▶ [Your objective]: Look through the entries below for the string "Defaults", and copy each line where it is found.

▶ [Records for the exercise]:
PR #3031, opened 2017-03-18
Bump underlying modules to latest

eed3si9n:
Adjust to module updates.
Compiles locally, but it required some changes to other module source, so this is not going to compile yet.

- https://github.com/sbt/zinc/pull/271
- https://github.com/sbt/librarymanagement/pull/75


dwijnand (approved):
🤞 on a green Travis CI

PR #3035, opened 2017-03-21
Notify about shell less

dwijnand:
+ Don't notify ScriptMain users by moving the logic to xMain
+ Only trigger shell if shell is a defined command
+ Use existing Shell/BootCommand strings instead of new ones


eed3si9n:
Can this change wait till 0.13.15?
I don't know if we merge this it requires RC-3.

dwijnand:
@ekrich was keen to have this fix. I'm not fussed.

eed3si9n:
I guess from the scripting point of view it's a regression/annoyance.
My vote is to merge it, but not postpone the final date then.

ekrich:
That sounds good to me. I trust the testing and don't want to push the
date. If you do push a RC3 I can confirm the fix.

PR #3043, opened 2017-03-25
Fix race condition

benmccann:
This was exposed by Play's scripted tests in https://github.com/playframework/playframework/pull/7133

### DIFF
--- a/main/src/main/scala/sbt/Defaults.scala
+++ b/main/src/main/scala/sbt/Defaults.scala
@@ -150,7 +150,7 @@ object Defaults extends BuildCommon {
     Previous.references :== new Previous.References,
     concurrentRestrictions := defaultRestrictions.value,
     parallelExecution :== true,
-    pollInterval :== 500,
+    pollInterval :== 1000,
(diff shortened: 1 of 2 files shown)


He-Pin:
Could we make use of NIO2 once we move to java8?

benmccann:
Does NIO2 have this functionality?

NIO does in jdk7, but it doesn't work on Mac. In Play we use NIO on Windows and Linux and jnotify/polling on Mac. See https://github.com/playframework/play-file-watch/blob/master/src/main/scala/play/dev/filewatch/FileWatchService.scala#L67

He-Pin:
Does monix's nio address this?
https://github.com/monix/monix-nio

@radusw ping?

radusw:
@hepin1989 It will pretty soon. Currently we have this PR: https://github.com/monix/monix-nio/pull/16 by @hmemcpy ( an example: https://twitter.com/hmemcpy/status/844521638431526918 )

benmccann:
I'm temporarily closing this pending further investigation. I think there might be a better fix

PR #3068, opened 2017-04-03
Kill settingsSets

### LINKED ISSUE #2617: AddSettings must not be internal._, because it is used in public APIs
Similarly to #2616, `sbt.internal.AddSettings` should not be internal, as it is used in the public method `Project.settingSets`.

▶ [Task result]:
--- a/main/src/main/scala/sbt/Defaults.scala
+++ b/main/src/main/scala/sbt/Defaults.scala
@@ -150,7 +150,7 @@ object Defaults extends BuildCommon {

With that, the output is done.